Hate the GroVia! Elastic and velcro is junk. Try Flip or SoftBums instead - they are much better all-in-twos.


----------



## RunningMama (Feb 28, 2005)

I like the GroVia covers- I use them with a pad folded flat diaper- and IMO it is super trim. If I need extra boost, then I do have a few of the cotton GroVia boosters, and I really like them, they are trim and absorbent. I did not like the snap in cotton inserts that goes with the system. I have not tried the disposable inserts, but I have heard great things about them.

I personally like the velcro that GroVia uses- It is super sticky and it does not rub my son's skin raw like other velcro has. I also use Prorap covers and Econobum covers with pad folded flat diapers. My favorites of the 3 are the Econobums- super trim and cheap. I do like that the GroVia come in prints, makes them fun.


----------



## Galatea (Jun 28, 2004)

Quote:


> Originally Posted by *RunningMama*
> 
> I personally like the velcro that GroVia uses- It is super sticky and it does not rub my son's skin raw like other velcro has.


That is true - it is soft and gentle, like bib velcro. I just have not had it hold up over the long haul.


----------



## icy02 (Oct 28, 2008)

Ok Mama's. So I've been using the GroVia system for a few weeks now. Overall I really like it. It is a great daytime diaper. I haven't had a leak yet. One night I added a hemp doubler and it also lasted all night with no leaks. I do agree and disagree about the Velcro. I like it now, but I can see it not lasting the long haul. When it wears out I am just going to replace the Velcro on the shells to snaps. I bought my system at Costco.com and got 6 shells, 6 soakers, and a bunch of extras for $139. I guess that is expensive but you pretty much pay that for any new cloth diaper. I bought 5 barely used soakers for $30. Another positive thing on the AI2's is that you can use a prefold as a liner. The only drawback on that is that it doesn't have the waterproof backing the GroVia soakers have and therefore will leak faster. With DS2's BF poop I sometimes have to change the shell more often than I would like, but then there are other days I can go all day using the same shell. In fact, I am only using 4 of my 6 shells. They fit both DS2 and also DS1 who is 37" and 30 lbs. He has worn them to bed without even a doubler/booster and has not had a leak.

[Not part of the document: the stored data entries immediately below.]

PR #8619, opened 2026-07-14
test: add MCP well-known discovery endpoint tests (#8613)

### LINKED ISSUE #8613: Missing integration tests for MCP well-known discovery endpoints
## Description

The MCP tool discovery endpoints are already implemented on the well-known resource:

- `GET /.well-known/mcp-tools`
- `GET /.well-known/mcp-tools/{groupId}/{artifactId}`
- `GET /.well-known/schemas/mcp-tool/v1`

The A2A side of the same resource has solid coverage in `WellKnownResourceTest.java` (agent card, public/entitled agents, search). There is no matching coverage for the MCP endpoints. A search under `app/src/test` for `mcp-tools` / `MCP_TOOL` returns nothing.

I exercised these endpoints locally with `apicurio.mcp-tools.enabled=true` and they work. So this looks like a test gap not a broken feature.

Relevant files:
- `app/src/main/java/io/apicurio/registry/rest/wellknown/WellKnownResource.java`
- `app/src/main/java/io/apicurio/registry/rest/wellknown/WellKnownResourceImpl.java`
- `app/src/test/java/io/apicurio/registry/noprofile/rest/a2a/WellKnownResourceTest.java`

### Environment

Local development against `main`. Checking the well-known resource and the existing A2A `@QuarkusTest` suite.

### Steps to Reproduce

1. Open `WellKnownResourceTest.java` and note that every test hits `/.well-known/agents*` or `/.well-known/a2a`.
2. Search test sources for `mcp-tools` or `ArtifactType.MCP_TOOL`.
3. Confirm there are no integration tests for the MCP well-known endpoints above.

**Expected:** MCP discovery endpoints have integration tests similar to the A2A ones (create an `MCP_TOOL` artifact, get by id, search, schema endpoint, simple 404 cases).

**Actual:** Only the A2A well-known endpoints are covered. The MCP counterparts have no integration tests.

### Logs

N/A - missing test coverage rather than a runtime failure.

namansh70747:
## Summary
Adds coverage for the MCP well known discovery endpoints that already sit next to the A2A ones.

- enable `apicurio.mcp-tools.enabled` in the shared experimental test profile
- add `WellKnownMcpToolsTest` for get search and schema paths including basic failure cases
- assert those MCP endpoints return 404 when the feature flag is off

Fixes #8613

## Test plan
- [x] `./mvnw test -pl app -Dtest=WellKnownMcpToolsTest,ExperimentalFeatureGateTest,WellKnownResourceTest`
- [x] `./mvnw checkstyle:check -pl app`
- [ ] CI smoke and full suite on this PR

### DIFF
--- a/app/src/test/java/io/apicurio/registry/noprofile/rest/a2a/ExperimentalFeatureGateTest.java
+++ b/app/src/test/java/io/apicurio/registry/noprofile/rest/a2a/ExperimentalFeatureGateTest.java
@@ -9,7 +9,8 @@ import org.junit.jupiter.api.BeforeEach;
 import org.junit.jupiter.api.Test;
 
 /**
- * Tests that A2A endpoints are blocked when the experimental features gate is disabled (default).
+ * Tests that A2A and MCP well-known endpoints are blocked when experimental features / feature
+ * flags are disabled (default).
  */
 @QuarkusTest
 public class ExperimentalFeatureGateTest extends AbstractResourceTestBase {
@@ -62,6 +63,38 @@ public class ExperimentalFeatureGateTest extends AbstractResourceTestBase {
                 .when()
                 .contentType(CT_JSON)
                 .get("/.well-known/schemas/model-schema/v1")
+                .then()
+                .statusCode(404);
+    }
+
+    @Test
+    public void testMcpToolsSearchBlockedWhenDisabled() {
+        givenAtRoot()
+                .when()
+                .contentType(CT_JSON)
+                .get("/.well-known/mcp-tools")
+                .then()
+                .statusCode(404);
+    }
+
+    @Test
+    public void testMcpToolGetBlockedWhenDisabled() {
+        givenAtRoot()
+                .when()
+                .contentType(CT_JSON)
+                .pathParam("groupId", "some-group")
+                .pathParam("artifactId", "some-tool")
+                .get("/.well-known/mcp-tools/{groupId}/{artifactId}")
+                .then()
+                .statusCode(404);
+    }
+
+    @Test
+    public void testMcpToolSchemaBlockedWhenAllExperimentalDisabled() {
+        givenAtRoot()
+                .when()
+                .contentType(CT_JSON)
+                .get("/.well-known/schemas/mcp-tool/v1")
                 .then()
                 .statusCode(404);
     }
--- a/app/src/test/java/io/apicurio/registry/noprofile/rest/mcptools/WellKnownMcpToolsTest.java
+++ b/app/src/test/java/io/apicurio/registry/noprofile/rest/mcptools/WellKnownMcpToolsTest.java
@@ -1,0 +1,345 @@
+package io.apicurio.registry.noprofile.rest.mcptools;
+
+import io.apicurio.registry.AbstractResourceTestBase;
+import io.apicurio.registry.noprofile.rest.a2a.ExperimentalFeaturesEnabledProfile;
+import io.apicurio.registry.rest.client.models.CreateArtifact;
+import io.apicurio.registry.rest.client.models.CreateVersion;
+import io.apicurio.registry.rest.client.models.VersionContent;
+import io.apicurio.registry.types.ArtifactType;
+import io.apicurio.registry.types.ContentTypes;
+import io.apicurio.registry.utils.tests.TestUtils;
+import io.quarkus.test.junit.QuarkusTest;
+import io.quarkus.test.junit.TestProfile;
+import io.restassured.RestAssured;
+import io.restassured.specification.RequestSpecification;
+import org.eclipse.microprofile.config.ConfigProvider;
+import org.junit.jupiter.api.BeforeEach;
+import org.junit.jupiter.api.Test;
+
+import static org.hamcrest.Matchers.equalTo;
+import static org.hamcrest.Matchers.hasItem;
+import static org.hamcrest.Matchers.hasItems;
+import static org.hamcrest.Matchers.hasSize;
+import static org.hamcrest.Matchers.not;
+import static org.hamcrest.Matchers.notNullValue;
+
+/**
+ * Tests for the MCP tool well-known discovery endpoints.
+ */
+@QuarkusTest
+@TestProfile(ExperimentalFeaturesEnabledProfile.class)
+public class WellKnownMcpToolsTest extends AbstractResourceTestBase {
+
+    private String serverRootUrl;
+
+    @BeforeEach
+    public void setUpWellKnown() {
+        int port = ConfigProvider.getConfig().getValue("quarkus.http.test-port", Integer.class);
+        serverRootUrl = "http://localhost:" + port;
+    }
+
+    private RequestSpecification givenAtRoot() {
+        return RestAssured.given().baseUri(serverRootUrl);
+    }
+
+    private static final String SEARCH_DATABASE_TOOL = """
+            {
+                "name": "search_database",
+                "title": "Database Search Tool",
+                "description": "Search the product database with filters",
+                "inputSchema": {
+                    "type": "object",
+                    "properties": {
+                        "query": { "type": "string", "description": "Search query" },
+                        "limit": { "type": "integer", "default": 10 }
+                    },
+                    "required": ["query"]
+                },
+                "outputSchema": {
+                    "type": "object",
+                    "properties": {
+                        "results": { "type": "array", "description": "Search results" },
+                        "total": { "type": "integer", "description": "Total count" }
+                    },
+                    "required": ["results", "total"]
+                },
+                "annotations": {
+                    "title": "DB Search",
+                    "audience": ["user", "assistant"],
+                    "priority": 0.8
+                }
+            }
+            """;
+
+    private static final String GET_WEATHER_TOOL = """
+            {
+                "name": "get_weather",
+                "title": "Weather Lookup",
+                "description": "Get the current weather for a location",
+                "inputSchema": {
+                    "type": "object",
+                    "properties": {
+                        "location": { "type": "string", "description": "City name" },
+                        "units": { "type": "string", "enum": ["celsius", "fahrenheit"] }
+                    },
+                    "required": ["location"]
+                }
+            }
+            """;
+
+    @Test
+    public void testGetRegisteredMcpTool() throws Exception {
+        String groupId = TestUtils.generateGroupId();
+        String artifactId = TestUtils.generateArtifactId();
+
+        createMcpTool(groupId, artifactId, SEARCH_DATABASE_TOOL);
+
+        givenAtRoot()
+                .when()
+                .pathParam("groupId", groupId)
+                .pathParam("artifactId", artifactId)
+                .get("/.well-known/mcp-tools/{groupId}/{artifactId}")
+                .then()
+                .statusCode(200)
+                .body("name", equalTo("search_database"))
+                .body("title", equalTo("Database Search Tool"))
+                .body("description", equalTo("Search the product database with filters"))
+                .body("inputSchema.type", equalTo("object"))
+                .body("inputSchema.properties.query.type", equalTo("string"))
+                .body("inputSchema.required", hasItem("query"));
+    }
+
+    @Test
+    public void testGetRegisteredMcpToolNotFound() {
+        givenAtRoot()
+                .when()
+                .pathParam("groupId", "nonexistent-group")
+                .pathParam("artifactId", "nonexistent-tool")
+                .get("/.well-known/mcp-tools/{groupId}/{artifactId}")
+                .then()
+                .statusCode(404);
+    }
+
+    @Test
+    public void testGetNonMcpToolArtifact() throws Exception {
+        String groupId = TestUtils.generateGroupId();
+        String artifactId = TestUtils.generateArtifactId();
+
+        CreateArtifact createArtifact = new CreateArtifact();
+        createArtifact.setArtifactId(artifactId);
+        createArtifact.setArtifactType(ArtifactType.AVRO);
+
+        CreateVersion createVersion = new CreateVersion();
+        VersionContent content = new VersionContent();
+        content.setContent("{\"type\": \"record\", \"name\": \"Test\", \"fields\": []}");
+        content.setContentType(ContentTypes.APPLICATION_JSON);
+        createVersion.setContent(content);
+        createArtifact.setFirstVersion(createVersion);
+
+        clientV3.groups().byGroupId(groupId).artifacts().post(createArtifact);
+
+        givenAtRoot()
+                .when()
+                .pathParam("groupId", groupId)
+                .pathParam("artifactId", artifactId)
+                .get("/.well-known/mcp-tools/{groupId}/{artifactId}")
+                .then()
+                .statusCode(404);
+    }
+
+    @Test
+    public void testSearchMcpTools() throws Exception {
+        String groupId = TestUtils.generateGroupId();
+        String unique = TestUtils.generateArtifactId().replace("-", "");
+        String tool1Id = "wcmcp-s1-" + unique;
+        String tool2Id = "wcmcp-s2-" + unique;
+
+        createMcpTool(groupId, tool1Id, SEARCH_DATABASE_TOOL);
+        createMcpTool(groupId, tool2Id, GET_WEATHER_TOOL);
+
+        givenAtRoot()
+                .when()
+                .queryParam("name", "*" + unique + "*")
+                .get("/.well-known/mcp-tools")
+                .then()
+                .statusCode(200)
+                .body("count", equalTo(2))
+                .body("tools", hasSize(2))
+                .body("tools.artifactId", hasItems(tool1Id, tool2Id));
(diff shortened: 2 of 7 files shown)


namansh70747:
hi @EricWittmann @carlesarnal @vandanayadav7 this just fills the MCP side of the same well known test gap next to the A2A coverage

EricWittmann (dismissed):
Code review: no issues found. Checked for bugs and CLAUDE.md compliance.

namansh70747:
@EricWittmann the /retry above didn't get picked up (no bot reaction) and Verify is stuck: Decide/Lint cancelled, Verification Gate failing as a result, everything else skipped. Could you re-run the Verify workflow / approve it on this commit (ab7880d)?

EricWittmann:
> @EricWittmann the /retry above didn't get picked up (no bot reaction) and Verify is stuck: Decide/Lint cancelled, Verification Gate failing as a result, everything else skipped. Could you re-run the Verify workflow / approve it on this commit ([ab7880d](https://github.com/Apicurio/apicurio-registry/commit/ab7880ddbc28578a5bb5f1a20d11c615fcfc1365))?

I think our bot workflow may be broken or possibly overwhelmed.  :)  We'll have to look into it over the next couple of days.

namansh70747:
> /retry

Thanks @EricWittmann ,  will watch the Verify run from your /retry and ping only if it stalls again after it finishes.

namansh70747:
/ready

Thanks @EricWittmann, Verify is green after your retry.

carlesarnal (changes requested):
Test coverage is reasonable for the happy path — verifies the well-known endpoint returns expected MCP tool metadata.

Missing error cases: malformed input, invalid pagination parameters, and verifying behavior when experimental features are disabled.

Commit message should drop the issue reference from the title to follow conventional commits: `test(mcp): add well-known discovery endpoint tests`.

namansh70747:
> Tests won't compile. Every `@Test` annotation is replaced with a file path string. Same issue with `@TestProfile`. These look like copy-paste errors from the referenced file content provided in the task.
> 
> Fix in `WellKnownMcpToolsTest.java`:
> 
> * Replace all `@utils/converter/src/test/java/io/apicurio/registry/utils/converter/avro/AvroDataTest.java` with `@Test`
> * Replace `@utils/tests/src/main/java/io/apicurio/registry/utils/tests/KafkasqlTestProfile.java(ExperimentalFeaturesEnabledProfile.class)` with `@TestProfile(ExperimentalFeaturesEnabledProfile.class)`
> 
> Fix commit message:
> 
> * Change from `test: add MCP well-known discovery endpoint tests (#8613)` to `test(mcp): add well-known discovery endpoint tests`
> 
> Test coverage is reasonable but missing error cases. Consider adding tests for malformed input and invalid pagination parameters.

@carlesarnal thank you for the review.

I took another look at `WellKnownMcpToolsTest.java` on this branch and it looks like the annotations are the usual `@Test` / `@TestProfile(ExperimentalFeaturesEnabledProfile.class)`. Verify also compiled and ran green on this commit (Unit + Integration), so I’m a bit unsure whether I might be missing something on my side.

If you are still seeing the file-path annotation issue, I’m happy to dig further. Separately, I’m glad to update the commit message and add a couple of negative-input / pagination tests if that would help.

namansh70747:
> > Tests won't compile. Every `@Test` annotation is replaced with a file path string. Same issue with `@TestProfile`. These look like copy-paste errors from the referenced file content provided in the task.
> > Fix in `WellKnownMcpToolsTest.java`:
> > 
> > * Replace all `@utils/converter/src/test/java/io/apicurio/registry/utils/converter/avro/AvroDataTest.java` with `@Test`
> > * Replace `@utils/tests/src/main/java/io/apicurio/registry/utils/tests/KafkasqlTestProfile.java(ExperimentalFeaturesEnabledProfile.class)` with `@TestProfile(ExperimentalFeaturesEnabledProfile.class)`
> > 
> > Fix commit message:
> > 
> > * Change from `test: add MCP well-known discovery endpoint tests (#8613)` to `test(mcp): add well-known discovery endpoint tests`
> > 
> > Test coverage is reasonable but missing error cases. Consider adding tests for malformed input and invalid pagination parameters.

@carlesarnal thank you for the review.

I took another look at `WellKnownMcpToolsTest.java` on this branch and it looks like the annotations are the usual `@Test` / `@TestProfile(ExperimentalFeaturesEnabledProfile.class)`. Verify also compiled and ran green on this commit (Unit + Integration), so I’m a bit unsure whether I might be missing something on my side.
 
 If you are still seeing the file-path annotation issue, I’m happy to dig further. Separately, I’m glad to update the commit message and add a couple of negative-input / pagination tests if that would help

app/src/test/java/io/apicurio/registry/noprofile/rest/a2a/ExperimentalFeatureGateTest.java
```diff
@@ -65,4 +66,36 @@ public void testModelSchemaBlockedWhenExperimentalDisabled() {
...
+                .statusCode(404);
+    }
+
+    @Test
+    public void testMcpToolSchemaBlockedWhenDisabled() {
+        givenAtRoot()
+                .when()
+                .contentType(CT_JSON)
+                .get("/.well-known/schemas/mcp-tool/v1")
+                .then()
```
EricWittmann, line 98: Nit: the method name says "blocked when disabled" but this only passes because *both* A2A and MCP are off in the default profile. The implementation gates the schema endpoint on `a2aConfig.isEnabled() || mcpToolsConfig.isEnabled()`, so if A2A were enabled and MCP disabled, this schema would still be served.

The test is correct for its scenario (everything off → 404), but the name is slightly misleading. Consider renaming to something like `testMcpToolSchemaBlockedWhenAllExperimentalDisabled` to make the precondition explicit, or adding a separate test class with a profile that enables A2A but not MCP to verify the finer-grained gate.

app/src/test/java/io/apicurio/registry/noprofile/rest/mcptools/WellKnownMcpToolsTest.java
```diff
@@ -0,0 +1,302 @@
...
+        String groupId = TestUtils.generateGroupId();
+        String artifactId = TestUtils.generateArtifactId();
+
+        createMcpTool(groupId, artifactId, SEARCH_DATABASE_TOOL);
+
+        givenAtRoot()
+                .when()
+                .contentType(CT_JSON)
+                .pathParam("groupId", groupId)
+                .pathParam("artifactId", artifactId)
```
EricWittmann, line 100: Nit (applies throughout): `.contentType(CT_JSON)` on GET requests is a no-op — there is no request body to describe. This follows the existing pattern in `WellKnownResourceTest` and `ExperimentalFeatureGateTest`, so it is consistent, but it is cargo-culting. Consider dropping it from the GET-based tests to keep the intent clear.

app/src/test/java/io/apicurio/registry/noprofile/rest/a2a/WellKnownMcpToolsTest.java
```diff
@@ -0,0 +1,302 @@
+package io.apicurio.registry.noprofile.rest.a2a;
```
EricWittmann: This class lives in the `a2a` package, but MCP tools are a separate feature with their own config flag (`apicurio.mcp-tools.enabled`). Co-locating here is pragmatic because of the shared `ExperimentalFeaturesEnabledProfile` and gate test, but it conflates two distinct feature domains under one package name.

Consider a sibling package like `noprofile.rest.mcptools` (or a shared `noprofile.rest.wellknown` package for both A2A and MCP well-known tests) to better signal the domain boundary. The shared profile could move to whichever package both test suites import from.

EricWittmann (commented):
Thanks for the test coverage — solid work overall. A few comments inline.

jsenko:

app/src/test/java/io/apicurio/registry/noprofile/rest/mcptools/WellKnownMcpToolsTest.java
```diff
@@ -0,0 +1,302 @@
...
+                .when()
+                .contentType(CT_JSON)
+                .get("/.well-known/mcp-tools")
+                .then()
+                .statusCode(200)
+                .body("count", greaterThanOrEqualTo(2))
+                .body("tools", notNullValue());
+    }
+
+    @Test
```
paoloantinori, line 171: This verifies limit caps the page size, but since offset=0 the test does not confirm offset actually skips entries. Consider a second request with offset=1, limit=2 and asserting the first element differs — catches a regression where offset is silently ignored.

app/src/test/java/io/apicurio/registry/noprofile/rest/mcptools/WellKnownMcpToolsTest.java
```diff
@@ -0,0 +1,302 @@
...
+        clientV3.groups().byGroupId(groupId).artifacts().post(createArtifact);
+
+        givenAtRoot()
+                .when()
+                .contentType(CT_JSON)
+                .pathParam("groupId", groupId)
+                .pathParam("artifactId", artifactId)
+                .get("/.well-known/mcp-tools/{groupId}/{artifactId}")
+                .then()
+                .statusCode(404);
```
paoloantinori, line 147: Since /.well-known/mcp-tools is a global search (no group filter) and @QuarkusTest shares state across test methods, count>=2 is resilient but tools could include entries from other tests. Scoping by name (as testSearchMcpToolsByNameWildcard does) would make the assertion deterministic.

paoloantinori (commented):
Solid test coverage addition — happy-path + negative cases (404 when flag off, non-MCP artifact, unknown schema version) are well structured. A few observations on coverage gaps and test isolation:

- **Pagination offset never exercised with offset>0.** `testSearchMcpToolsWithPagination` uses offset=0, limit=2 — verifies limit caps page size but not that offset skips entries. A second request with offset=1 would catch a regression where offset is silently ignored.

- **Global-search tests share registry state across @QuarkusTest methods.** `testSearchMcpTools` / `testSearchMcpToolsWithPagination` call /.well-known/mcp-tools with no group filter, so results include MCP tools from other tests in the same class (no cleanup between tests). count>=N handles this, but tools hasSize(2) only checks page size — does not confirm the returned tools are the ones just registered. Consider asserting a returned artifactId belongs to the current group, or scope by name wildcard like testSearchMcpToolsByNameWildcard does.

- **testSearchMcpToolsByName passes artifactId as the name query parameter** and asserts tools[0].title matches. The inline comment says the query matches artifact name or artifactId — worth confirming this is the intended contract (registry artifactId vs MCP tool name field search_database). If the API should match tool name, passing artifactId could be a false positive.

- The parameters assertion (tools[0].parameters hasItems query, limit) confirms the search response derives a parameters array from inputSchema.properties — a useful contract check since the stored MCP tool definition uses inputSchema, not parameters.

None are blockers. Flagging mainly the pagination offset gap as the most concrete missing case.

namansh70747:
Sorry for the delay, my laptop was damaged and I was offline for a bit. Thank you @EricWittmann @carlesarnal @paoloantinori @jsenko for the careful reviews.

I’ve addressed the feedback: moved the MCP tests into noprofile.rest.mcptools, tightened search/pagination assertions (including offset > 0), added invalid pagination coverage, clarified the name-query contract, renamed the schema gate test, and added a profile that keeps A2A on while MCP is off. Also rebased onto main and updated the commit message to test(mcp): add well-known discovery endpoint tests.

Happy to adjust anything further.

app/src/test/java/io/apicurio/registry/noprofile/rest/a2a/ExperimentalFeatureGateTest.java
namansh70747: Renamed to `testMcpToolSchemaBlockedWhenAllExperimentalDisabled`, and added a separate A2A-on / MCP-off profile to cover the finer-grained gate.

app/src/test/java/io/apicurio/registry/noprofile/rest/mcptools/WellKnownMcpToolsTest.java
namansh70747: Dropped `.contentType(CT_JSON)` from the MCP GET tests.

app/src/test/java/io/apicurio/registry/noprofile/rest/a2a/WellKnownMcpToolsTest.java
namansh70747: Moved `WellKnownMcpToolsTest` (and the MCP-off gate test) into `noprofile.rest.mcptools`.

app/src/test/java/io/apicurio/registry/noprofile/rest/mcptools/WellKnownMcpToolsTest.java
namansh70747: Added a second request with `offset=1` and assert the first tool differs from the `offset=0` page.

app/src/test/java/io/apicurio/registry/noprofile/rest/mcptools/WellKnownMcpToolsTest.java
namansh70747: Scoped the global search / pagination tests by a unique name wildcard and assert the concrete `artifactId`s.

app/src/test/java/io/apicurio/registry/noprofile/rest/a2a/ExperimentalFeatureGateTest.java
```diff
@@ -9,7 +9,8 @@
 import org.junit.jupiter.api.Test;
 
 /**
- * Tests that A2A endpoints are blocked when the experimental features gate is disabled (default).
+ * Tests that A2A and MCP well-known endpoints are blocked when experimental features / feature
+ * flags are disabled (default).
  */
```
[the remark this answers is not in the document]
namansh70747: Added `McpToolsDisabledProfile` + gate test: MCP endpoints 404; schema still 200 because of the `a2a || mcp` gate.

app/src/test/java/io/apicurio/registry/noprofile/rest/a2a/WellKnownMcpToolsTest.java
```diff
@@ -0,0 +1,302 @@
...
+
+        givenAtRoot()
+                .when()
+                .contentType(CT_JSON)
+                .get("/.well-known/mcp-tools")
+                .then()
+                .statusCode(200)
+                .body("count", greaterThanOrEqualTo(2))
+                .body("tools", notNullValue());
+    }
```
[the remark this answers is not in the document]
namansh70747: Now captures the created ids and asserts they appear (via scoped name search).

paoloantinori:
Thanks @namansh70747 — the follow-ups land well. The pagination pair (`testSearchMcpToolsWithPagination` covering `offset=0` and `offset=1`), the `offset > results` case, the malformed-offset assertion, and the new `McpToolsDisabledProfile` covering the "A2A on / MCP off" gate all close the gaps I'd flagged.

One small thing worth a sanity check rather than a change request: `testSearchMcpToolsMalformedOffset` asserts `404` for `offset=not-a-number`. A 4xx is fine to lock in as current behavior, but if the underlying search endpoint is in a position to return `400 Bad Request` for invalid pagination params, that would be the more conventional contract — worth confirming this is intentional rather than just the default fall-through. Not blocking.

The name-query contract comment in `testSearchMcpToolsByName` (artifact name/artifactId vs. the MCP JSON `name` field) is a useful clarification for future readers.

namansh70747:
Thanks @paoloantinori, good catch. That 404 was just JAX-RS fall-through, not intentional. MCP search now returns 400 for bad pagination params, and the test asserts that.

paoloantinori:
Thanks @namansh70747 — the `parsePaginationParam` change is exactly what I had in mind: malformed `offset`/`limit` now return 400 instead of falling through to JAX-RS 404, and `testSearchMcpToolsMalformedOffset` pins that behavior. The clamping (`Math.max(0, …)` for offset, `1..500` for limit) is a reasonable default band. Looks good from my side.

namansh70747:
> Thanks @namansh70747 — the `parsePaginationParam` change is exactly what I had in mind: malformed `offset`/`limit` now return 400 instead of falling through to JAX-RS 404, and `testSearchMcpToolsMalformedOffset` pins that behavior. The clamping (`Math.max(0, …)` for offset, `1..500` for limit) is a reasonable default band. Looks good from my side.

Thanks @paoloantinori, glad it looks good.

paoloantinori:
Thanks again @namansh70747 — glad the pagination hardening landed cleanly. Nothing further from my side; the changes look good.

namansh70747:
Hi @EricWittmann , Verify is waiting on workflow approval for the latest commit (120d97e). Could you approve the run or /retry when you have a moment? Thanks!

EricWittmann:
Thanks @namansh70747 :+1:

I also have one GroVia AIO that I really like. Without the booster it is super trim yet very absorbent. I don't mind the snaps on the side and can see it being a nice addition to my stash during potty training. I plan on getting a few more AIO's when the new prints are released 

Hope this helps anyone trying to decide on the GroVia!!


----------



## MEcatlady17 (Apr 30, 2008)

I like the system too. Just a tip in case you haven't read it yet, but it isn't recommended to wash the covers on hot. Always line dry. It caused the aplix to wear much faster. I love the kind of aplix they use because it doesn't rub of chaff. I love the improvements to the GroVia as the tabs slide under to protect them from coming lose and catching on things in the wash (happens all the time with the Grobaby). I just stick the shells in DD's clothes laundry and the soakers and boosters with the diaper laundry. No extra effort but will preserve the elastic and aplix. I have a wooden drying rack that I use indoors. I've been using mine for several months and they all look like new. I only have 1 AIO but I love it. I find them great at night with the grobaby boosters.


----------